Perform these Yoga Poses before performing Matsyasana Yoga Posture:
- Virasana Yoga or Hero Pose
- Savangasana Yoga or Shoulderstand
- Halasana Yoga or Plow Pose
- Urdhva Padmasana Yoga or Inverted Lotus Pose
- Pindasana or Embryo Pose
How to do Matsyasana Yoga Pose?
Let us know how to do Matsyasana-
- First of all, spread your yoga mat and sit on it in Dandasana posture.
- Breathing, lift both legs, and bring them to the Padmasana posture.
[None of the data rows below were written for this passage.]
Issue #2249, opened 2024-02-10
Support Enum creation and removal for schema migrations


bz888:
### Prerequisites

* [x] Are you running the latest version(s)?
* [x] Have you searched the [documentation for your issue](https://academy.subquery.network/)?
* [x] Did you search for an existing issue or pull request?

### Description
Currently the Schema Migration feature does not support enum introduction or removal.

stwiname:
Fixed in https://github.com/subquery/subql/pull/2251

PR #2251, opened 2024-02-12
Refactor `store.service` Add support for relations, enums, subscription on Schema Migration

bz888:
# Description

Fixes and Updates
- Support Enums
- Support Subscription
- Support Relations
- Cyclic schema
- Historical (complex schema, multiple relationals)
- Non-historical (complex schema, multiple relationals)
- QueryGenerators

Refactor store.serivce to use generate queries instead of `sequelize.sync()`

Fixes:
#2249
#2241 

Documentation:
https://github.com/subquery/documentation/pull/474

## Type of change

## Checklist

- [x] I have tested locally


packages/node-core/src/configure/migration-service/SchemaMigration.service.ts
```diff
@@ -63,62 +69,121 @@ export class SchemaMigrationService {
...
-          await migrationAction.createTable(model);
+      if (sortedAddedModels.length) {
+        for (const model of sortedAddedModels) {
+          await migrationAction.createTable(model, this.withoutForeignKeys);
         }
       }
 
-      if (Object.keys(modifiedModels).length) {
+      if (Object.keys(sortedModifiedModels).length) {
         const entities = Object.keys(modifiedModels);
```
stwiname, line 187: Mix of sorted and unsorted here?

packages/node-core/src/configure/migration-service/migration.ts
```diff
@@ -18,60 +61,115 @@ import {
...
+const logger = getLogger('db-manager');
+
 export class Migration {
   private sequelizeModels: ModelStatic<any>[] = [];
-  private rawQueries: string[] = [];
+  private mainQueries: string[] = [];
   private readonly historical: boolean;
+  private extraQueries: string[] = [];
+  private foreignKeyMap: Map<string, Map<string, SmartTags>> = new Map<string, Map<string, SmartTags>>();
+  private useSubscription: boolean;
```
stwiname, line 74: This may have been a bug previously, but if this is based on a flag, do they get removed if you enable then disable?

packages/node-core/src/configure/migration-service/migration.ts
```diff
@@ -18,60 +61,115 @@ import {
...
+  private enumTypeMap: Map<string, string> = new Map<string, string>();
+  private removedIndexes: RemovedIndexes = {};
 
   constructor(
```
stwiname, line 78:
```suggestion
  private constructor(
```

packages/node-core/src/configure/migration-service/migration.ts
```diff
@@ -18,60 +61,115 @@ import {
...
+type RemovedIndexes = Record<string, IndexesOptions[]>;
+
+const logger = getLogger('db-manager');
+
 export class Migration {
   private sequelizeModels: ModelStatic<any>[] = [];
-  private rawQueries: string[] = [];
+  private mainQueries: string[] = [];
   private readonly historical: boolean;
+  private extraQueries: string[] = [];
```
stwiname, line 72: Comments explaining the reason for 2 sets would be good
```suggestion
  private mainQueries: string[] = [];
  private extraQueries: string[] = [];
  private readonly historical: boolean;

```

packages/node-core/src/configure/migration-service/migration.ts
```diff
@@ -18,60 +61,115 @@ import {
...
   ): Promise<Migration> {
-    const modelsRelationsEnums = getAllEntitiesRelations(graphQLSchema);
-    const enumTypeMap = new Map<string, string>();
-    for (const e of modelsRelationsEnums.enums) {
-      await syncEnums(sequelize, SUPPORT_DB.postgres, e, schemaName, enumTypeMap, logger);
+    const migration = new Migration(sequelize, storeService, schemaName, config, dbType);
+    await migration.init(currentSchema);
+    return migration;
+  }
+  async init(currentSchema: GraphQLSchema | null): Promise<void> {
```
stwiname, line 105: Merge this with create, that way it cant accidentally be called from elsewhere.

packages/node-core/src/configure/migration-service/migration.ts
```diff
@@ -18,60 +61,115 @@ import {
...
+    const CurrentModelsRelationsEnums = getAllEntitiesRelations(currentSchema);
```
stwiname, line 106:
```suggestion
    const currentModelsRelationsEnums = getAllEntitiesRelations(currentSchema);
```

packages/node-core/src/configure/migration-service/migration.ts
```diff
@@ -18,60 +61,115 @@ import {
...
+
+    // Should load all keys and enums of currentSchema, as nextSchema will be added from the migration execution
+    this.loadExistingForeignKeys(CurrentModelsRelationsEnums.relations);
+    await this.loadExisitingEnums(CurrentModelsRelationsEnums.enums);
+
+    if (this.useSubscription) {
+      this.extraQueries.push(createSendNotificationTriggerFunction(this.schemaName));
     }
```
stwiname, line 114: I think rather than these mutating Migration, they should return values and then be passed in as constructor args. It adds further safety that they are called in the correct place and have no side-effects

packages/node-core/src/configure/migration-service/migration.ts
```diff
@@ -93,46 +191,80 @@ export class Migration {
...
+      if (this.dbType !== SUPPORT_DB.cockRoach) {
+        this.extraQueries.push(dropNotifyTrigger(this.schemaName, sequelizeModel.tableName));
+      }
+    }
+
+    if (!this.useSubscription && this.dbType !== SUPPORT_DB.cockRoach) {
+      this.extraQueries.push(dropNotifyFunction(this.schemaName));
+    }
+
+    this.addModelToSequelizeCache(sequelizeModel);
```
stwiname, line 254: Previously this would have been run every startup, now it will only be run on migrations

stwiname (commented):
One concern i have is that this will break local development, what happens with schema changes when not dealing with projects? The behaviour should be the same as before.

packages/node-core/src/configure/migration-service/SchemaMigration.service.ts
```diff
@@ -63,84 +70,113 @@ export class SchemaMigrationService {
...
+        for (const index of modelValue.addedIndexes) {
+          migrationAction.createIndex(modelValue.model, index);
         }
       }
 
+      if (addedRelations.length) {
+        for (const relationModel of addedRelations) {
+          migrationAction.createRelation(relationModel);
+        }
+      }
```
stwiname, line 172:
```suggestion
        for (const relationModel of addedRelations) {
          migrationAction.createRelation(relationModel);
        }
```

packages/node-core/src/configure/migration-service/migration-helpers.ts
```diff
@@ -1,36 +1,42 @@
...
+  modifiedModels: ModifiedModels;
 
   addedRelations: GraphQLRelationsType[];
   removedRelations: GraphQLRelationsType[];
 
   addedEnums: GraphQLEnumsType[];
   removedEnums: GraphQLEnumsType[];
-  allEnums: GraphQLEnumsType[];
+  modifiedEnums: GraphQLEnumsType[];
+  // allEnums: GraphQLEnumsType[];
```
stwiname, line 39: Can go?

packages/node-core/src/configure/SchemaMigration.service.spec.ts
stwiname, line 1: This should be in the same directory as the service

packages/node-core/src/configure/migration-service/migration-helpers.ts
```diff
@@ -182,27 +199,89 @@ export function schemaChangesLoggerMessage(schemaChanges: SchemaChangesType): st
...
+      addRelationToMap(relation, foreignKeyMap, model, relatedModel);
+    });
+  }
+  return foreignKeyMap;
+}
 
-    // Adding enums
-    if (schemaChanges.addedEnums.length) {
-      logMessage += `Added Enums: ${formatModels(schemaChanges.addedEnums)}\n`;
+export async function loadExistingEnums(
```
stwiname, line 257: I think this probably belongs in sync-helpers

packages/node-core/src/configure/migration-service/migration.ts
```diff
@@ -145,47 +280,231 @@ export class Migration {
...
+      this.enumTypeMap.delete(e.name);
+    }
+  }
+
+  // Sequelize model will generate follow query to create hash indexes
+  // Example SQL:  CREATE INDEX "accounts_person_id" ON "polkadot-starter"."accounts" USING hash ("person_id")
+  // This will be rejected from cockroach db due to syntax error
+  // To avoid this we need to create index manually and add to extraQueries in order to create index in db
+  private beforeHandleCockroachIndex(
+    schema: string,
```
stwiname, line 471: Cant `this.schema` be used instead?

packages/node-core/src/configure/migration-service/migration.ts
```diff
@@ -145,47 +280,231 @@ export class Migration {
...
+    // UPDATE: this comment got syntax error with cockroach db, disable it for now. Waiting to be fixed.
+    // See https://github.com/cockroachdb/cockroach/issues/44135
+    const enumTypeName = enumNameToHash(e.name);
+    let type = `"${this.schemaName}"."${enumTypeName}"`;
+    let [results] = await this.sequelize.query(
+      `SELECT pg_enum.enumlabel as enum_value
+         FROM pg_type t JOIN pg_enum ON pg_enum.enumtypid = t.oid JOIN pg_catalog.pg_namespace n ON n.oid = t.typnamespace
+         WHERE t.typname = ? AND n.nspname = ? order by enumsortorder;`,
+      {replacements: [enumTypeName, this.schemaName]}
+    );
```
stwiname, line 418: This is a very similar query to in `getEnumDeprecated` we should try and reuse the same parts of the query

packages/node-core/src/configure/migration-service/migration.ts
```diff
@@ -145,47 +280,231 @@ export class Migration {
...
+    const tableName = modelToTableName(relation.from);
+    const fkConstraint = getFkConstraint(tableName, relation.foreignKey);
+
+    this.mainQueries.unshift(dropRelationStatement(this.schemaName, tableName, fkConstraint));
+
+    // TODO remove from sequelize model
+    // Should update sequelize model cache
+  }
+
+  async createEnum(e: GraphQLEnumsType): Promise<void> {
```
stwiname, line 403: I think this function should be reworked to be non-async so that it matches the other functions. 

We can move the async stuff to the create function.

packages/node-core/src/configure/migration-service/migration.ts
```diff
@@ -145,47 +280,231 @@ export class Migration {
...
+    let type = `"${this.schemaName}"."${enumTypeName}"`;
+    let [results] = await this.sequelize.query(
+      `SELECT pg_enum.enumlabel as enum_value
+         FROM pg_type t JOIN pg_enum ON pg_enum.enumtypid = t.oid JOIN pg_catalog.pg_namespace n ON n.oid = t.typnamespace
+         WHERE t.typname = ? AND n.nspname = ? order by enumsortorder;`,
+      {replacements: [enumTypeName, this.schemaName]}
+    );
+
+    const enumTypeNameDeprecated = `${this.schemaName}_enum_${enumNameToHash(e.name)}`;
+    const resultsDeprecated = await getEnumDeprecated(this.sequelize, enumTypeNameDeprecated);
```
stwiname, line 421: This could be run in parallel with the above query

packages/node-core/src/configure/migration-service/migration.ts
```diff
@@ -145,47 +280,231 @@ export class Migration {
...
+    if (resultsDeprecated.length !== 0) {
+      results = resultsDeprecated;
```
stwiname, line 423: If there is a migration then there could be a combination of enums in results and resultsDeprecated

packages/node-core/src/configure/migration-service/migration.ts
```diff
@@ -145,47 +280,231 @@ export class Migration {
...
+        `@enum\\n@enumName ${e.name}${e.description ? `\\n ${e.description}` : ''}`
+      );
+
+      queries.push(commentOnEnumStatement(type, comment));
+    }
+    this.mainQueries.unshift(...queries);
+    this.enumTypeMap.set(e.name, type);
+  }
+
+  dropEnum(e: GraphQLEnumsType): void {
```
stwiname, line 457: What happens if this is a deprecated enum?

packages/node-core/src/configure/migration-service/migration.ts
```diff
@@ -2,76 +2,177 @@
...
+  Utils,
+} from '@subql/x-sequelize';
 import {GraphQLSchema} from 'graphql';
-import Pino from 'pino';
+import {isEqual} from 'lodash';
 import {StoreService} from '../../indexer';
-import {formatAttributes, formatColumnName, generateHashedIndexName, modelToTableName, syncEnums} from '../../utils';
-import {getColumnOption, modelsTypeToModelAttributes} from '../../utils/graphql';
+import {getLogger} from '../../logger';
 import {
```
stwiname, line 28: Based on the massive number of imports 
`import * as utils from '../../utils`

stwiname, line 28: The naming of these functions is inconsistent, some end in `Query` others in `Statement` and some have nothing.

packages/node-core/src/configure/migration-service/migration.ts
```diff
@@ -2,76 +2,177 @@
...
 
-  constructor(
+  private constructor(
     private sequelize: Sequelize,
     private storeService: StoreService,
     private schemaName: string,
     private config: NodeConfig,
-    private enumTypeMap: Map<string, string>
+    private dbType: SUPPORT_DB,
+    // TODO refactor load map funcs
```
stwiname, line 98: Still a todo?

packages/node-core/src/configure/migration-service/migration.ts
```diff
@@ -2,76 +2,177 @@
...
+    private initForeignKeyMap: Map<string, Map<string, SmartTags>>,
+    private initEnumTypeMap: Map<string, string>,
+    private existingIndexes: {indexname: string}[]
   ) {
     this.historical = !config.disableHistorical;
+    this.useSubscription = config.subscription;
+
+    // TODO test if this is working, enable, then disable
```
stwiname, line 106: Still a todo?

packages/node-core/src/configure/migration-service/migration.ts
```diff
@@ -2,76 +2,177 @@
...
+      schemaName,
+      config,
+      dbType,
+      foreignKeyMap,
+      enumTypeMap,
+      indexesResult
+    );
+
+    if (migration.useSubscription) {
+      migration.extraQueries.push(createSendNotificationTriggerFunction(schemaName));
```
stwiname, line 144: This could be in the constructor

packages/node-core/src/configure/migration-service/migration.ts
stwiname:
```suggestion
  private readonly useSubscription: boolean;
```

packages/node-core/src/configure/migration-service/migration.ts
```diff
@@ -2,76 +2,177 @@
...
+  private foreignKeyMap: Map<string, Map<string, SmartTags>>;
+  private enumTypeMap: Map<string, string>;
+  // TODO i think this can be removed
+  private removedIndexes: RemovedIndexes = {};
 
-  constructor(
+  private constructor(
     private sequelize: Sequelize,
     private storeService: StoreService,
     private schemaName: string,
```
stwiname, line 95:
```suggestion
    private readonly schemaName: string,
```

packages/node-core/src/configure/migration-service/migration.ts
```diff
@@ -2,76 +2,177 @@
...
     private config: NodeConfig,
-    private enumTypeMap: Map<string, string>
+    private dbType: SUPPORT_DB,
```
stwiname, line 97:
```suggestion
    private readonly dbType: SUPPORT_DB,
```

stwiname:
There still seems to be quite a few TODOs scattered about

packages/node-core/src/db/index.ts
```diff
@@ -2,3 +2,5 @@
 // SPDX-License-Identifier: GPL-3.0
 
 export * from './db.module';
+export * from './migration-service';
+export * from './sync-helper';
```
stwiname, line 6: I think if we move sequelizeHelper to this directory then we can remove this export

packages/node-core/src/indexer/store.service.ts
```diff
@@ -187,8 +160,9 @@ export class StoreService {
     this._modelsRelations = modelsRelations;
 
     try {
-      await this.syncSchema(schema, this.config.subscription);
+      await this.syncSchema(schema);
     } catch (e: any) {
+      console.trace(e);
```
stwiname, line 165: Can go

packages/node-core/src/db/migration-service/migration.ts
```diff
@@ -0,0 +1,474 @@
...
+   */
+  private mainQueries: string[] = [];
+  private extraQueries: string[] = [];
+  private readonly historical: boolean;
+  private readonly useSubscription: boolean;
+  private foreignKeyMap: Map<string, Map<string, syncHelper.SmartTags>> = new Map<
+    string,
+    Map<string, syncHelper.SmartTags>
+  >();
+  private enumTypeMap: Map<string, {enumValues: string[]; name?: string; type?: string}>;
```
stwiname, line 55: Make `{enumValues: string[]; name?: string; type?: string}` into a type. Its used multiple places

packages/node-core/src/utils/graphql.ts
```diff
@@ -15,24 +15,31 @@ import {
...
 
   const type = field.isEnum
-    ? `${enums.get(field.type)}${field.isArray ? '[]' : ''}`
+    ? `${enumType}${field.isArray ? '[]' : ''}`
     : field.isArray
     ? getTypeByScalarName('Json')?.sequelizeType
     : getTypeByScalarName(field.type)?.sequelizeType;
 
-  if (type === undefined) {
+  if (type === undefined || type === 'undefined') {
```
stwiname, line 42: Whats going on here? Why would it be `'undefined'`?

stwiname (commented):
There still seem to be a couple of TODOs in places

stwiname (approved):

- Now slowly move your back towards the back. Support your torso by inoculating the elbow on the ground.
- Make sure the bodyweight is at the elbow and not the head. As soon as the chest is lifted, try pressing the shoulder blades.
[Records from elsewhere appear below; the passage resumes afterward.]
PR #2255, opened 2024-02-18
add profiler to project init

bz888:
Adding a profilter to project.init


packages/node/src/indexer/project.service.ts
```diff
@@ -63,6 +64,11 @@ export class ProjectService extends BaseProjectService<
     );
   }
 
+  @profiler()
```
stwiname, line 67: Why not add profiler to the super class?

stwiname (approved):

PR #2267, opened 2024-02-23
[release] 20240223

bz888:
release for :
- node-core
- node
- cli
- common


packages/common/package.json
```diff
@@ -1,6 +1,6 @@
 {
   "name": "@subql/common",
-  "version": "3.4.0",
+  "version": "3.4.1",
```
stwiname, line 3: Common-substrate will also need to be released with this

stwiname (approved):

- Now, while extending the neck, tilt the head towards the ground and keep tilting your back and head till the head touches the ground.
- Now raise your hands up and hold the thumb of your feet with your hands.
- Now keep your eyes on the nose. If you find it difficult to do so, you can also balance your vision.
- According to your ability, stay in this pose for 1 to 2 minutes.
- Then, to come out of the pose, slowly bring the legs back to the initial position. Take less time at the beginning of this yoga (at least 30 seconds is also enough) and gradually increase the practice time.
If you are seeking more in-depth knowledge of yoga poses, then you can join yoga school in Rishikesh, India.
Points to Keep in Mind While Doing Matsyasana (Fish Pose)
- If you are suffering from low or high blood pressure then it is better to avoid this particular posture. And patients who have a state of insomnia, as well as migraine patients should avoid this pose. If you have any back injury, it is strongly suggested that you do not try to do this pose.
- As a beginner, it is actually quite possible that whenever you start practicing this particular asana you can actually feel the stretch on your neck.
- To avoid this, you can easily lower the chest slightly or even put a pillow or fold a blanket under the head until you really feel comfortable in this pose.
Perform These Asanas After Performing Matsyasana Yoga Posture(Fish Pose)
- Uttana Padasana Yoga or Raised Legs Pose
- Sirsasana Yoga or Headstand
- Baddha Padmasana Yoga or Bounded Lotus Pose
- Padmasana Yoga or Lotus Pose
Precautions to be taken while practicing Matsyasana Yoga Posture (Fish Pose)
Along with knowing how to do Matsyasana, it is also necessary to know some precautions related to it, let us know what precautions a person should take while doing Matsyasana-
- If you start in yoga, then practice yoga under the supervision of a yoga guru.
- While doing any asana, never push too much with your physical ability.
- Avoid the practice of yoga in the problem of high or low blood pressure.
- Do not do this asana in migraine problems.
- A person suffering from insomnia should not practice it.
- Avoid doing this asana in case of severe lower back or neck injury.
Related BLog:- 4 Things You Must Know Before Hiring a Personal Trainer
Although, by joining 200 hour yoga teacher training in Rishikesh, you can also become a certified yoga teacher or trainer.
Hope after knowing all these benefits, you will never have to say what are the steps and benefits of Matsyasana Yoga Pose (Fish Pose).